## TASK BRIEF
Lines from the listing below that contain the string "thalesmg" are to be reported.
========================================
PR #10251, opened 2023-03-27
fix(rule_engine): count referenced bridges in `from` clauses as dependencies (rv5.0)

thalesmg:
## Note: targetting `release-50`

Fixes https://emqx.atlassian.net/browse/EMQX-9325

Currently, ingress bridges referenced in the `FROM` clause of rules are not being accounted as dependencies.

When we try to delete an ingress bridge that's referenced in a rule like `select * from "$bridges/mqtt:ingress"`, that bridge does not trigger an UI warning about dependent actions.

Fixes <issue-or-jira-number>

## PR Checklist

### DIFF
--- a/apps/emqx_rule_engine/src/emqx_rule_engine.erl
+++ b/apps/emqx_rule_engine/src/emqx_rule_engine.erl
@@ -213,11 +213,12 @@ get_rules_with_same_event(Topic) ->
     ].
 
 -spec get_rule_ids_by_action(action_name()) -> [rule_id()].
-get_rule_ids_by_action(ActionName) when is_binary(ActionName) ->
+get_rule_ids_by_action(BridgeId) when is_binary(BridgeId) ->
     [
         Id
-     || #{actions := Acts, id := Id} <- get_rules(),
-        lists:any(fun(A) -> A =:= ActionName end, Acts)
+     || #{actions := Acts, id := Id, from := Froms} <- get_rules(),
+        forwards_to_bridge(Acts, BridgeId) orelse
+            references_ingress_bridge(Froms, BridgeId)
     ];
 get_rule_ids_by_action(#{function := FuncName}) when is_binary(FuncName) ->
     {Mod, Fun} =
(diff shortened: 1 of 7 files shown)


apps/emqx_rule_engine/src/emqx_rule_engine.erl
```diff
@@ -216,8 +216,14 @@ get_rules_with_same_event(Topic) ->
 get_rule_ids_by_action(ActionName) when is_binary(ActionName) ->
     [
         Id
-     || #{actions := Acts, id := Id} <- get_rules(),
-        lists:any(fun(A) -> A =:= ActionName end, Acts)
+     || #{actions := Acts, id := Id, from := From} <- get_rules(),
+        lists:any(fun(A) -> A =:= ActionName end, Acts) orelse
+            lists:any(
```
sstrigler, line 221: Think it would help to wrap this in a function with a name that explains what it does

apps/emqx_rule_engine/src/emqx_rule_engine.erl
```diff
@@ -216,8 +216,14 @@ get_rules_with_same_event(Topic) ->
...
+                fun(BridgeID) ->
+                    BridgeID =:= ActionName
+                end,
+                [BridgeID || <<"$bridges/", BridgeID/binary>> <- From]
```
zmstone, line 225: nit: there should be a function to parse resource ID to bridge ID ?

thalesmg: Do you mean bridge hookpoint to bridge id?  Because the targeted bridge id is the input to this function, so we can just compare for equality when searching for dependencies.

apps/emqx_rule_engine/src/emqx_rule_engine.erl
thalesmg: :heavy_check_mark:

apps/emqx_rule_engine/src/emqx_rule_engine.erl
```diff
@@ -317,8 +318,14 @@ get_basic_usage_info() ->
...
-                    BridgeIDs0 = [BridgeID || <<"$bridges/", BridgeID/binary>> <- From],
+                fun(#{actions := Actions, from := Froms}, Acc) ->
+                    BridgeIDs0 =
+                        [
+                            BridgeID
+                         || From <- Froms,
+                            {ok, BridgeID} <-
+                                [emqx_bridge_resource:bridge_hookpoint_to_bridge_id(From)]
+                        ],
                     BridgeIDs1 = lists:filter(fun is_binary/1, Actions),
```
zmstone, line 329: This fold and filter can be extracted to a private func for better readability.

zmstone (approved):

apps/emqx_rule_engine/src/emqx_rule_engine.erl
thalesmg: I'll make this refactoring in a follow up PR.

apps/emqx_rule_engine/src/emqx_rule_engine.erl
```diff
@@ -478,3 +485,19 @@ contains_actions(Actions, Mod0, Func0) ->
         end,
         Actions
     ).
+
+forwards_to_bridge(Actions, BridgeId) ->
+    lists:any(fun(A) -> A =:= BridgeId end, Actions).
```
zmstone, line 490: nit: lists:member/1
========================================
## OUTPUT FOR THIS TASK
thalesmg:
thalesmg: Do you mean bridge hookpoint to bridge id?  Because the targeted bridge id is the input to this function, so we can just compare for equality when searching for dependencies.
thalesmg: :heavy_check_mark:
thalesmg: I'll make this refactoring in a follow up PR.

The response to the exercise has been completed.